Joshua Clark Davis, an associate professor in the Division of Legal, Ethical and Historical Studies, teaches and researches broadly in twentieth-century United States history with a focus on social movements, urban history and African American history. He is an author and contributor to multiple media outlets including The New York Times, CNN, Slate and the PBS News Hour.
Ting Zhang
Ting Zhang
TWO THINGS I LEARNED from working from home are, we need to adapt and we all like to have control. We found in our research that working from home is beneficial to most businesses, and there are industry differences, occupation differences, and more importantly, gender differences. I myself am a working mother, and in the last one-and-a-half years I’m homeschooling my child. I hear similar stories from my students. So, it’s important to give students choices, flexibility and control of their own pace of learning, and to be understanding and listen. Facing the lockdown and online education, communication with students is particularly important. So I check my email very frequently to tell them I am there with them all the time; I think that helps.
“Guided in-class debate is helpful to train critical thinking and motivate students to learn further.”
I feel I’m very lucky to teach economics, because every day we open the newspaper, or just watch the news, and everything is related to economics. I asked every student to submit a short assignment using the economic knowledge they learn to apply it to their real life. In the pandemic there are all kinds of demand and supply shifts and externalities. Everybody has a point of view, often unique, including some fresh views from students with international backgrounds, and it’s very interesting; this kind of guided in-class debate is helpful to train critical thinking and motivate students to learn further. Ting Zhang is an associate professor in the Department of Accounting, Finance, and Economics and an associate director of the Jacob France Institute. Her research interests include entrepreneurship, human capital and workforce development. She has published extensively and her work has been quoted in popular media such as Forbes, Time, and Bloomberg Businessweek.
C. Alan Lyles
C. Alan Lyles
WE NEED TO LOOK PAST WHAT’S ON THE SURFACE. If you look at me, I have five academic degrees. And I’ve also lived in a Baltimore City housing project, struggled in school, was raised by a single mom. So when I talk about public service, it’s in the context of being a beneficiary of the public health system, being a beneficiary of loans and scholarships, being a beneficiary of the teacher who took me aside and mentored me for two years. I’ve found that when I can say more about what my journey has been, I have had individual students and others come up to me and say, that helped me because I know it’s possible.

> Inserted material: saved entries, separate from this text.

PR #1203, opened 2025-02-06
tests: implement ccm integration

dkropachev:
CCM is cli tool to ease scylla/cassandra/dse cluster management. 
Using it in integration suit will help to expand test coverage.

## Pre-review checklist


scylla/tests/ccm-integration/logged_cli.rs
```diff
@@ -0,0 +1,344 @@
...
+                )))
+            }
+        }
+    }
+
+    async fn stream_reader<T>(
+        stream: T,
+        writer: Arc<Mutex<File>>,
+        prefix: String,
+        mut buffer: Option<&mut Vec<u8>>,
```
wprzytula, line 199:
```suggestion
        buffer: Option<&mut Vec<u8>>,
```

scylla/tests/ccm-integration/logged_cli.rs
```diff
@@ -0,0 +1,344 @@
...
+    ) where
+        T: tokio::io::AsyncRead + Unpin + Send + 'static,
+    {
+        let reader = BufReader::new(stream);
+        let mut lines = reader.lines();
+        while let Some(line) = tokio::select! {
+            line = lines.next_line() => line.unwrap_or(None),
+        } {
```
wprzytula, line 207: `tokio::select!` is redundant here, as there is only one future to select from.

wprzytula:
```suggestion
        while let Some(line) = lines.next_line().ok().flatten() {
```

scylla/tests/ccm-integration/logged_cli.rs
```diff
@@ -0,0 +1,344 @@
...
+        self.file = Some(Arc::new(Mutex::new(file)));
+        Ok(())
+    }
+
+    pub(crate) async fn run_command(
+        &self,
+        command: &str,
+        args: &[&str],
+        opts: Option<RunOptions>,
+    ) -> Result<ExitStatus, Error> {
```
wprzytula, line 61: :wrench: This function is too long. Please extract helper functions from it, so that it's easier to follow its logic.

wprzytula (changes requested):
This is the first round of the review.
There are for sure more issues, but I'm unable to grasp them until I gain the high-level of the approach, which I failed to achieve so far due to no comments nor commit messages nor the cover letter.

scylla/Cargo.toml
```diff
@@ -56,7 +55,6 @@ tokio = { version = "1.34", features = [
     "rt",
     "macros",
 ] }
-snap = "1.0"
 uuid = { version = "1.0", features = ["v4"] }
```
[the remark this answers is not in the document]
dkropachev: same, not used.

scylla/Cargo.toml
```diff
@@ -67,7 +65,6 @@ openssl = { version = "0.10.32", optional = true }
 tokio-openssl = { version = "0.6.1", optional = true }
 arc-swap = "1.3.0"
 dashmap = "5.2"
-lz4_flex = { version = "0.11.1" }
 smallvec = "1.8.0"
```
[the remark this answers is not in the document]
dkropachev: again, don't see it is used

scylla/tests/ccm-integration/logged_cli.rs
```diff
@@ -0,0 +1,344 @@
...
+            ..Default::default()
+        })
+    };
+}
+
+#[derive(Default, Debug)]
+pub(crate) struct RunOptions {
+    pub env: HashMap<String, String>,
+    pub allow_failure: Option<bool>,
+}
```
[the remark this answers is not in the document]
dkropachev: why not, it will be limited by visilibility of the struct

scylla/Cargo.toml
```diff
@@ -43,7 +43,6 @@ full-serialization = [
 [dependencies]
 scylla-macros = { version = "0.7.0", path = "../scylla-macros" }
 scylla-cql = { version = "0.4.0", path = "../scylla-cql" }
-byteorder = "1.3.4"
 bytes = "1.0.1"
```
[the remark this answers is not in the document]
wprzytula: In such case, deletion of it should absolutely happen in a separate commit with a message that justifies this deletion. Such things mustn't sneak into commits that add new functionality!

scylla/tests/ccm-integration/logged_cli.rs
```diff
@@ -0,0 +1,344 @@
...
+use tokio::io::{AsyncBufReadExt, AsyncWriteExt, BufReader};
+use tokio::process::Command;
+use tokio::sync::{Mutex};
+use tokio::task;
+
+pub(crate) struct LoggedCmd {
+    log_file: String,
+    file: Option<Arc<Mutex<File>>>,
+    run_id: AtomicI32,
+}
```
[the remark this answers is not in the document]
dkropachev: Not always, but rather give that option

scylla/Cargo.toml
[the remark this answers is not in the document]
wprzytula: This is a leftover from when I extracted `scylla_cql`.

scylla/Cargo.toml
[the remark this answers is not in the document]
wprzytula: This is a leftover from when I extracted `scylla_cql`.

scylla/Cargo.toml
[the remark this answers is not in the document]
wprzytula: This is a leftover from when I extracted `scylla_cql`.

scylla/tests/ccm-integration/logged_cli.rs
```diff
@@ -0,0 +1,344 @@
...
+        self.log_file = file_name.clone();
+        let file = OpenOptions::new()
+            .create(true)
+            .append(true)
+            .open(self.log_file.as_str())
+            .await
+            .context(format!("failed to open ccm log file {}", self.log_file))?;
+        self.file = Some(Arc::new(Mutex::new(file)));
+        Ok(())
+    }
```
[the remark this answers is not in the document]
dkropachev: As of now logging into file is optional, another option is to write same thing into stderr/stdout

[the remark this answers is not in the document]
dkropachev: Problem is this, file needs to be tokio::File, which means that method that opens it up should be `async`.
If you are ok with having constructor async, ok. 
Otherwise we can have method `async fn start() -> Result<(), Error>` that does that.
WDYT ?

scylla/tests/ccm-integration/logged_cli.rs
```diff
@@ -0,0 +1,344 @@
...
+
+    pub(crate) async fn set_log_file(&mut self, file_name: String) -> Result<(), Error> {
+        self.log_file = file_name.clone();
+        let file = OpenOptions::new()
+            .create(true)
+            .append(true)
+            .open(self.log_file.as_str())
+            .await
+            .context(format!("failed to open ccm log file {}", self.log_file))?;
```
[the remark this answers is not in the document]
dkropachev: Could you please clarify that ?
Idea here is to preserve original error and add additional information to it.

scylla/tests/ccm-integration/logged_cli.rs
```diff
@@ -0,0 +1,344 @@
...
+        args: &[&str],
+        opts: Option<RunOptions>,
+    ) -> Result<ExitStatus, Error> {
+        let run_id = self
+            .run_id
+            .fetch_add(1, std::sync::atomic::Ordering::SeqCst);
+        let mut cmd = Command::new(command);
+        cmd.args(args).stdout(Stdio::piped()).stderr(Stdio::piped());
+
+        let writer = self.file.as_ref().unwrap();
```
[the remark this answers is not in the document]
dkropachev: True, I left it for later.

scylla/tests/ccm-integration/logged_cli.rs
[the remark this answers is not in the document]
wprzytula: Yes, let's have an async constructor. This is normal in Rust.

scylla/tests/ccm-integration/logged_cli.rs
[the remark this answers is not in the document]
wprzytula: The problem is, `context` evaluates its argument eagerly, so it allocates the error string even if no error appeared. In contrast, `with_context` only calls the function passed as an argument if an error appeared.

scylla/tests/ccm-integration/cluster.rs
```diff
@@ -0,0 +1,676 @@
...
+                    )));
+                }
+            }
+            Err(err) => match err.kind() {
+                std::io::ErrorKind::NotFound => {
+                    tokio::fs::create_dir_all(opts.config_dir().as_str())
+                        .await
+                        .context(
+                            format! {"failed to create root directory {}", opts.config_dir()},
+                        )?;
```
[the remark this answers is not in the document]
wprzytula:
```suggestion
                        .context(
                            format_args! {"failed to create root directory {}", opts.config_dir()},
                        )?;
```

scylla/tests/ccm-integration/cluster.rs
```diff
@@ -0,0 +1,676 @@
...
+                    )));
+                }
+            },
+        }
+
+        let mut lcmd = LoggedCmd::new();
+        let ccm_log_file = opts.ccm_log_file();
+        lcmd.set_log_file(ccm_log_file.clone())
+            .await
+            .context(format!("failed to set log file {}", ccm_log_file))?;
```
wprzytula, line 497:
```suggestion
            .context(format_args!("failed to set log file {}", ccm_log_file))?;
```

scylla/tests/ccm-integration/cluster.rs
```diff
@@ -0,0 +1,676 @@
...
+    pub(crate) async fn init(&mut self) -> Result<(), Error> {
+        let cluster_dir = PathBuf::from(self.opts.cluster_dir());
+        let config_dir = self.opts.config_dir();
+        if cluster_dir.exists() {
+            tokio::fs::remove_dir_all(&cluster_dir)
+                .await
+                .context(format!(
+                    "failed to remove config dir {}",
+                    cluster_dir.to_str().unwrap()
+                ))?;
```
wprzytula, line 524:
```suggestion
                .context(format_args!(
                    "failed to remove config dir {}",
                    cluster_dir.to_str().unwrap()
                ))?;
```

wprzytula (changes requested):

scylla/tests/ccm-integration/test_example.rs
```diff
@@ -0,0 +1,116 @@
...
+        let rows: Vec<String> = session
+            .query_unpaged("select data_center from system.local", &[])
+            .await
+            .context("failed to execute query")?
+            .into_rows_result()
+            .context("failed to get rows")?
+            .rows::<(String,)>()
+            .context("failed to deserialize rows")?
+            .map(|row| row.unwrap().0)
+            .collect();
```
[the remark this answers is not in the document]
muzarski: This `map` maps a single value of the iterator. In this case, the value type we iterate over is `Result<T, DeserializationError>` where T is some tyle we deserialize into. This unwrap inside map can panic if value is Err (i.e. deserialization failed for some reason).

I believe that in our case, if the deserialization of a single value fails, we want to fail the whole operation. For this, you can use https://doc.rust-lang.org/rust-by-example/error/iter_result.html#fail-the-entire-operation-with-collect. This will collect the iterator of `Result<T, E>` values into `Result<Vec<T>, E>`.

scylla/tests/ccm-integration/logged_cli.rs
wprzytula: Try experimenting with matching on `buffer.as_ref()` or `buffer.as_mut()` instead of matching on plain `buffer`. Might solve the issue.

scylla/tests/ccm-integration/cluster.rs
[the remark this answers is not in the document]
wprzytula: In such case, let's try:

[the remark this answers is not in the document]
dkropachev: done

scylla/tests/ccm-integration/cluster.rs
dkropachev: fixed.

scylla/tests/ccm-integration/cluster.rs
dkropachev: fixed with `with_context`

scylla/tests/ccm-integration/cluster.rs
```diff
@@ -0,0 +1,676 @@
...
+                        .await
+                        .context(
+                            format! {"failed to create root directory {}", opts.config_dir()},
+                        )?;
+                }
+                _ => {
+                    return Err(Error::from(err).context(format!(
+                        "failed to create root directory {}",
+                        opts.config_dir()
+                    )));
```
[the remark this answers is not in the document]
dkropachev: this guy does not have `.with_context`

scylla/tests/ccm-integration/logged_cli.rs
dkropachev: `as_mut` requires `buffer` to be mut, `as_ref` goes wrong way, but `match buffer` worked well, take a look

scylla/tests/ccm-integration/logged_cli.rs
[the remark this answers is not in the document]
dkropachev: fixed

scylla/tests/ccm-integration/test_example.rs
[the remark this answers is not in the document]
dkropachev: addressed, please take a look.

scylla/tests/ccm-integration/test_example.rs
```diff
@@ -0,0 +1,116 @@
...
+        println!("{:?}", rows);
+        Ok(())
+    })
```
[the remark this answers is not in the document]
Lorak-mmk: `            .map(|row| row.unwrap().0)` - unwrap panics on error.

scylla/tests/ccm-integration/cluster.rs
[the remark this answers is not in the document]
wprzytula: My bad: in this particular case it's OK to use `context`, because we are returning error unconditionally, so there's no way to avoid allocations anyway.

scylla/tests/ccm-integration/test_example.rs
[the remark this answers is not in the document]
dkropachev: Thanks, it is fixed

scylla/tests/ccm-integration/test_example.rs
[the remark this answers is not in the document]
muzarski: Now this indeed works as expected. However, using `try_fold` is an overkill. This can still be simplified. I see that the issue arises from the fact that `String` does not implement `DeserializeRow` (while `(String,)` does). We want to flatten the row type from a 1-value tuple to just this value (to have `Vec<String>`, instead of `Vec<(String,)>`). Here is simplified code (I also put some comments to explain what's going on - do not include them in the fix):
```rust
        let rows = session
            .query_unpaged("select data_center from system.local", &[])
            .await
            .context("failed to execute query")?
            .into_rows_result()
            .context("failed to get rows")?
            .rows::<(String,)>()
            .context("failed to deserialize rows")?
            // This is Iterator::map ( res is Result<(String,), DeserializationError> )
            .map(|res| {
                // This is Result::map ( row is (String,) )
                // It maps Result<(String,), _> to Result<String, _>.
                // If res is Ok(row), then we map it to Ok(row.0).
                // Err is preserved.
                res.map(|row| row.0)
            })
            // This is Iterator::collect with type annotation (turbofish).
            // The type needs to implement FromIterator<Result<String, DeserializationError>>.
            // Result<Vec<String>, DeserializationError> indeed implements it.
            // The value will be Ok(vec) if all row deserializations suceeded, otherwise
            // it will be Err(e), where e is the error of the first failed deserialization.
            .collect::<Result<Vec<_>, _>>()?;
```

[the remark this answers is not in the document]
muzarski: And here you can read more about how `Result<_, _>` implements `FromIterator<_>`: https://doc.rust-lang.org/std/result/enum.Result.html#impl-FromIterator%3CResult%3CA,+E%3E%3E-for-Result%3CV,+E%3E

scylla/tests/ccm-integration/cluster.rs
```diff
@@ -0,0 +1,832 @@
...
+
+pub(crate) enum NodeStartOption {
+    // Don't wait node to start
+    NoWait,
+    // Wait till other nodes recognize started node
+    WaitOtherNotice,
+    // Wait till started node report that client port is opened and operational
+    WaitForBinaryProto,
+}
+
```
Lorak-mmk, line 145: My first thought was that it is nice that you translated CCM options to enum, because Rust Driver contributor shouldn't have to know anything about CCM, but now I see that it is not that obvious. Each variant corresponds to a command line option, and `Node::start` accepts `Option<&[NodeStartOption]>`.
So this requires the user of those utilities to understand how CCM handles repeated / conflicting command line arguments. What happends if I pass `Some(&[NodeStartOption::NoWait, NodeStartOption::WaitOtherNotice])`? It is not obvious to me after reading ccm's help and briefly even source code.
I think this should be a struct, with fields `wait_other_notice: bool` and `wait_for_binary_proto: bool`. This way the user specifices what they want to wait for, and only the ccm wrapper needs to know how to translate this to command line options.

scylla/tests/ccm-integration/cluster.rs
```diff
@@ -0,0 +1,832 @@
...
+pub(crate) enum NodeStopOption {
+    // Don't wait node to properly stop
+    NoWait,
+    // Force-terminate node with `kill -9`
+    Kill,
+}
```
Lorak-mmk, line 151: As above, this would be better expressed as a struct with boolean fields.

scylla/tests/ccm-integration/test_example.rs
```diff
@@ -0,0 +1,128 @@
...
+
+lazy_static! {
+    static ref CLUSTER_VERSION: String =
+        std::env::var("SCYLLA_TEST_CLUSTER").unwrap_or("release:6.2.2".to_string());
+    static ref TEST_KEEP_CLUSTER_ON_FAILURE: bool = !std::env::var("TEST_KEEP_CLUSTER_ON_FAILURE")
+        .unwrap_or("".to_string())
+        .parse::<bool>()
+        .unwrap_or(false);
+}
+
```
Lorak-mmk, line 19: The files with tests should not interact with environment at all. Cluster version selection (and thus reading the env var) should be done by the ccm utils.

Preferably, all interaction with env variables should be done in one place in the code.

scylla/tests/ccm-integration/test_example.rs
```diff
@@ -0,0 +1,128 @@
...
+    let cluster_arc = cb().await;
+    {
+        let res = test_body(cluster_arc.clone()).await;
+        if res.is_err() && *TEST_KEEP_CLUSTER_ON_FAILURE {
+            println!("Test failed, keep cluster alive, TEST_KEEP_CLUSTER_ON_FAILURE=true");
+            cluster_arc.write().await.set_keep_on_drop(true);
+        }
+    }
+}
+
```
Lorak-mmk, line 60: This is also something that should not be present in the test code, but rather in a centralized location.

scylla/tests/ccm-integration/test_example.rs
```diff
@@ -0,0 +1,128 @@
...
+async fn get_session(cluster: &Cluster) -> Session {
+    let endpoints = cluster.nodes.get_contact_endpoints().await;
+    SessionBuilder::new()
+        .known_nodes(endpoints)
+        .build()
+        .await
+        .unwrap()
+}
```
Lorak-mmk, line 68: Two issues with this:
- This should not be in test file, but rather a method on `Cluster`
- This should return a `SessionBuilder` so that a test can customize the session further. See https://github.com/scylladb/scylla-rust-driver/blob/bceac6aaa852d51699b73820fc5317d75e3e21d4/scylla/tests/integration/utils.rs#L137-L167

scylla/tests/ccm-integration/test_example.rs
```diff
@@ -0,0 +1,128 @@
...
+    T: FnOnce(Arc<RwLock<Cluster>>) -> TFut,
+    TFut: std::future::Future<Output = Result<(), Error>>,
+{
+    let cluster_arc = cb().await;
+    {
+        let res = test_body(cluster_arc.clone()).await;
+        if res.is_err() && *TEST_KEEP_CLUSTER_ON_FAILURE {
+            println!("Test failed, keep cluster alive, TEST_KEEP_CLUSTER_ON_FAILURE=true");
+            cluster_arc.write().await.set_keep_on_drop(true);
+        }
```
Lorak-mmk, line 57: Tests usually fail by panicking, not by returning an error. This should catch the panic, do this, and rethrow it.

scylla/tests/ccm-integration/node_config.rs
```diff
@@ -0,0 +1,365 @@
...
+pub(crate) enum NodeConfig {
+    Null,
+    Bool(bool),
+    Int(i64),
+    Float(f64),
+    String(String),
+    List(Vec<NodeConfig>),
+    Map(HashMap<String, NodeConfig>),
+}
+
```
Lorak-mmk, line 16: This is basically the same as `serde_yaml::Value`. Why did you need to do this, instead of having a newtype `NodeConfig(Value)`?

scylla/tests/ccm-integration/node_config.rs
```diff
@@ -0,0 +1,365 @@
...
+        let mut val = HashMap::new();
+        val.insert(
+            "endpoint_snitch".to_string(),
+            NodeConfig::String(
+                "org.apache.cassandra.locator.GossipingPropertyFileSnitch".to_owned(),
+            ),
+        );
+        NodeConfig::Map(val)
+    }
+}
```
Lorak-mmk, line 28: Its not obvious to me why this specific value is the only one that must be in the default config. Please justify it in the comment.

Lorak-mmk: Btw is there a reason for making this a dynamic type instead of a struct with fields corresponding to config values, besides the fact that it would probably be more work?

scylla/tests/ccm-integration/cluster.rs
```diff
@@ -0,0 +1,832 @@
...
+impl Default for ClusterOptions {
+    fn default() -> Self {
+        ClusterOptions {
+            name: "".to_string(),
+            db_type: DBType::SCYLLA,
+            version: "".to_string(),
+            ip_prefix: NetPrefix::empty(),
+            root_dir: "/tmp/ccm".to_string(),
+            nodes: Vec::new(),
+            smp: DEFAULT_SMP,
```
Lorak-mmk, line 81: Putting it in `/tmp/ccm` will prevent running multiple instances of tests simultaneously.
Either put in in some folder in the repo (probably the better option), or (my less preferred option) use some lib like https://docs.rs/mktemp/latest/mktemp/ to make a unique folder in tmp.

scylla/tests/ccm-integration/logged_cmd.rs
```diff
@@ -0,0 +1,349 @@
...
+use tokio::sync::Mutex;
+use tokio::task;
+
+// A simple abstraction to run commands, log command, exit code its stderr, stdout to a file
+//  and optionally to own stderr/stdout
+// It should allow to run multiple commands in parallel
+pub(crate) struct LoggedCmd {
+    file: Arc<Mutex<File>>,
+    run_id: AtomicI32,
+}
```
Lorak-mmk, line 25: The comment explains what does this struct do, but not why.
Why would we need to log ccm output to a file? In other words why is it not enough to log it to normal output, like other stuff in tests do? Note that if you write something to stdoud/stderr it will be properly caught, and printed in the test fails.
To demonstrate, I wrote a tiny integration test:
```rust
#[tokio::test]
async fn test_output() {
    setup_tracing();
    debug!("Some debug output");
    warn!("Some warn output");
    println!("Some stdout output");
    eprintln!("Some stderr output");
    panic!("To see if the test fails");
}
```

If I run it with `cargo test test_output` I get:
image

And if I enable tracing with `RUST_LOG=trace cargo test test_output` I get the tracing output too:
image


Is it for some reason not enough to just normally log ccm commands?

scylla/tests/ccm-integration/cluster.rs
```diff
@@ -0,0 +1,832 @@
...
+                    continue;
+                }
+                let ip_prefix: IpAddr = Ipv4Addr::new(127, a, b, 0).into();
+                if !used_ips.contains(&ip_prefix) {
+                    return Ok(ip_prefix.into());
+                }
+            }
+        }
+        Err(Error::msg("All ip ranges are busy"))
+    }
```
Lorak-mmk, line 418: Its absurd that we have to do this, it should be ccm's job to find a free ips for the nodes.

scylla/tests/ccm-integration/cluster.rs
```diff
@@ -0,0 +1,832 @@
...
+    pub(crate) version: String,
+    // CCM allocates node ip addresses based on this prefix:
+    // if ip_prefix = `127.0.1.`, then `node1` address is `127.0.1.1`, `node2` address is `127.0.1.2`
+    pub(crate) ip_prefix: NetPrefix,
+    // CCM does not allow to have one active cluster within one config directory
+    // To have more than two active CCM cluster at the same time we isolate each cluster into separate
+    // config director, each config directory is created in `root_dir`.
+    // Example: root_dir = `/tmp/ccm`, config directory for cluster `test_cluster_1` is going be `/tmp/ccm/test_cluster_1`
+    //  and cluster directory (that is created and managed  by CCM) for this cluster is going to be `/tmp/ccm/test_cluster_1/test_cluster_1`
+    pub(crate) root_dir: String,
```
Lorak-mmk, line 39: Again, ccm should be changed so that the commands can specify which cluster to operate on.

scylla/tests/ccm-integration/cluster.rs
```diff
@@ -0,0 +1,832 @@
...
+    }
+
+    fn get_ccm_env(&self) -> HashMap<String, String> {
+        let mut env: HashMap<String, String> = HashMap::new();
+        env.insert(
+            "SCYLLA_EXT_OPTS".to_string(),
+            format!("--smp={} --memory={}M", self.opts.smp, self.opts.memory),
+        );
+        env
+    }
```
Lorak-mmk, line 594: I am unable to imagine why would someone think it is a good idea to pass some options throught env instead normal arguments.....

Lorak-mmk (changes requested):
By no means a thorough review, just posting a few things that I noticed during a brief read.

Few other things:
- The utils for tests should be put in some folder inside `ccm-integration`, instead of being on the same level as the test files.
- Before merging, we will need to update `Makefile` and `CONTRIBUTING.md`.

muzarski (commented):
I think that we should firstly focus on having the CI pass. Currently, the code does not even compile. Once we fix this, it will be much easier to test the code locally (which will be helpful in understanding the logic). I checked out on this PR locally, to play around with new API/run some tests but I was not able to do so, because it does not compile.

I suggest fixing the issues listed by: `cargo clippy --verbose --all-features --all-targets -- -D warnings`. Or if you want to not only do the checks, but run the tests as well, I suggest using `make ci`.

scylla/tests/ccm-integration/logged_cli.rs
```diff
@@ -0,0 +1,349 @@
...
+            RunOptions::AllowFailure => {
+                allow_failure = true;
+            }
+            RunOptions::AllowFailureWithEnv(new_env) => {
+                env.extend(new_env);
+                allow_failure = true;
+            }
+        }
+        (env, allow_failure)
+    }
```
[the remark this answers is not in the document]
dkropachev: fixed

scylla/tests/ccm-integration/test_example.rs
```diff
@@ -0,0 +1,128 @@
...
+    SessionBuilder::new()
+        .known_nodes(endpoints)
+        .build()
+        .await
+        .unwrap()
+}
+
+#[tokio::test]
+async fn test_cluster_lifecycle() {
+    run_ccm_test(cluster_1_node, async move |cluster| -> Result<(), Error> {
```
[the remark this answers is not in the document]
dkropachev: Thanks, it works.

dkropachev:
> I think that we should firstly focus on having the CI pass. Currently, the code does not even compile. Once we fix this, it will be much easier to test the code locally (which will be helpful in understanding the logic). I checked out on this PR locally, to play around with new API/run some tests but I was not able to do so, because it does not compile.
> 
> I suggest fixing the issues listed by: `cargo clippy --verbose --all-features --all-targets -- -D warnings`. Or if you want to not only do the checks, but run the tests as well, I suggest using `make ci`.

Thanks, done

scylla/tests/ccm-integration/cluster.rs
dkropachev: )))

scylla/tests/ccm-integration/cluster.rs
dkropachev: well, it does not do that and we have to dial with it.

scylla/tests/ccm-integration/cluster.rs
dkropachev: true, but for now we have to dial with current behavior.

scylla/tests/ccm-integration/logged_cmd.rs
dkropachev: When test is complex it is very handy to be able to see a flow of ccm commands it executed.
Even if we go with dumping everything into stderr, stdout, we will still need this wrapper.

Lorak-mmk: When the complex test fails there are many things that are handy to see, I don't see a reason to single-out CCM to be dumped to the file.

The wrapper can still exists to dump CCM commands to the output. 
I'd suggest using trace/debug for the actual output, and info for the command, env, and return code.

Lorak-mmk:
I'll be opening new PR with ccm integration.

“Optimism is a choice. So I’m hopeful that what I’m able to share with my students is the arc of an experience.”
Optimism is a choice. So I’m hopeful that what I’m able to share with my students is the arc of an experience, that there will be setbacks and they can be major, there will be things that occur that you are ashamed of having done, or failed at or quit. But if you persist, I think optimism is rewarded. C. Alan Lyles is a professor in both the School of Health and Human Services and the School of Public and International Affairs. His professional interests focus on pharmaceutical economics and health policy and he has published and lectured extensively in the United States and abroad.